SLA-to-JSON Mapping for Constrained Logistics Route Optimization
Find Innovative SolutionsGenerate Solutions
Solution Overview
Problem
Optimizing logistics and service-level agreements across various use cases, such as e-commerce and mailing services, is costly and effort-intensive due to the need for customized algorithms, which can be cumbersome and reduce the return on resource investment.
Innovation Solution
A computerized method for automatically implementing Service-level agreement (SLA) to JavaScript Object Notation (JSON) mapping in an automated routing system, using parameterization with a heuristic evaluator to generate metrics and a JSON tree, which is then tuned for use in route planning algorithms, allowing for flexible and efficient route optimization across different use cases.
Engineering Contradictions & Design Principles
Engineering Contradiction Analysis
1Adaptability or versatility
If customized algorithms are created for each use case, then the solution can address specific logistics problems, but the cost and effort increase significantly
Solution Approach 1:
The patent creates a universal routing system that can handle multiple use cases (e-commerce, mailing services, direct visits) through a single configurable algorithm.
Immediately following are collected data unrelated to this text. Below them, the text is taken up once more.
PR #1165, opened 2023-02-09
Add support for tuning EKS 1.24 using containerd CRI

zimnx:
Path to cpuset in cgroup is different on 1.24 EKS using containerd than 1.23 using docker. Our tuning machinary wasn't able to get information about Scylla Pod cpuset and hence calculate IRQ cpumask.


tnozicka (approved):
/approve
/lgtm

thanks!

tnozicka (approved):

PR #1173, opened 2023-02-23
Fix GH action setting up Kubernetes

zimnx:
Two issues were found with setup-kubernetes action when Kube 1.25 was used:
* kubelet exec probes wasn't working - due to old conmon
* control plane nodes couldn't be untained - master taint is removed in 1.25 and kubectl isn't idempotent


tnozicka (approved):
/approve
/lgtm

thanks

PR #2771, opened 2025-07-14
Apply e2e workarounds on all clusters

zimnx:
E2E workarounds - aio-max-nr tuning and ephemeral containers RBAC - was applied only on control plane clusters, causing Scylla running on worker clusters to fail due to too little aio-max-nr.


hack/.ci/lib/e2e.sh
```diff
@@ -181,6 +181,22 @@ function gracefully-shutdown-e2es {
...
+      worker_as_control_plane="${name}"
+      continue
+    fi
+
+    KUBECONFIG="${WORKER_KUBECONFIGS[$name]}" apply-e2e-workarounds
+  done
+
+  if [[ -z "${worker_as_control_plane+x}" ]]; then
+    KUBECONFIG="${KUBECONFIG}" apply-e2e-workarounds
+  fi
```
rzetelskik:
```suggestion
  apply-e2e-workarounds
  
  for name in "${!WORKER_KUBECONFIGS[@]}"; do
    if [[ "${WORKER_KUBECONFIGS[$name]}" == "${KUBECONFIG}" ]]; then
      # Skip if the control plane cluster is also among the worker clusters.
      continue
    fi

    KUBECONFIG="${WORKER_KUBECONFIGS[$name]}" apply-e2e-workarounds
  done
```
can be simplified a bit, similarly to the existing funcs

zimnx: good idea, done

The system uses parameterization to adapt to different scenarios without requiring separate customized algorithms for each use case, thereby reducing complexity while maintaining versatility.
Solution Approach 2:
The system employs parameterization where different use cases are represented as sets of parameters (pickup/dropoff locations, constraints, objectives) that can be configured without changing the underlying algorithm. This allows the same routing algorithm to solve different logistics problems by simply changing its input parameters.
2Reliability
If customized algorithms are created for each use case, then the specific logistics problem can be solved, but the return on resource investment decreases
Solution Approach 1:
By creating a single universal routing system that can handle multiple use cases, the patent eliminates the need to invest resources in developing and maintaining separate customized algorithms for each scenario. This reduces resource investment while maintaining solution effectiveness through configurable parameters.
Solution Approach 2:
The system uses parameterized configurations that can be copied and adapted for different use cases rather than creating entirely new algorithms. This allows rapid deployment across multiple scenarios with minimal additional resource investment.
3Device complexity
If a single routing system is used for multiple use cases, then resource investment is optimized, but the system must handle variable constraints and objectives
Solution Approach 1:
The patent handles variable constraints and objectives by representing them as configurable parameters within the routing system. Different use cases (e-commerce with multiple dropoffs, mailing services with multiple pickups, direct visits) are modeled as different parameter configurations rather than requiring different system structures.
Solution Approach 2:
The system segments the routing problem into distinct components (pickup locations, dropoff locations, constraints, objectives) that can be independently configured. This segmentation allows the single system to handle diverse use cases by combining different parameter values while maintaining a unified structure.
Data Source
AI summary
In one aspect, a computerized method for automatically implementing Service-level agreement (SLA) to JavaScript Object Notation (JSON) mapping engine in an automated routing system includes the step of providing an SLA agreement in a digital format. The method includes the step of implementing a parameterization of the SLA agreement with a heuristic evaluator. The method includes the step of, based on the parameterization, generating a set of metrics. The method includes the step of from the set of metric, generating a JSON tree. The method includes the step of tuning the JSON tree with a weight of a relevant metric of the set of metrics, wherein the set of metrics sets an allowed range of parameters to take into consideration by a route planning algorithm. The method includes the step of providing the tuned configuration of the JSON tree to an automated routing engine during routing for use in a set of route decision making operations.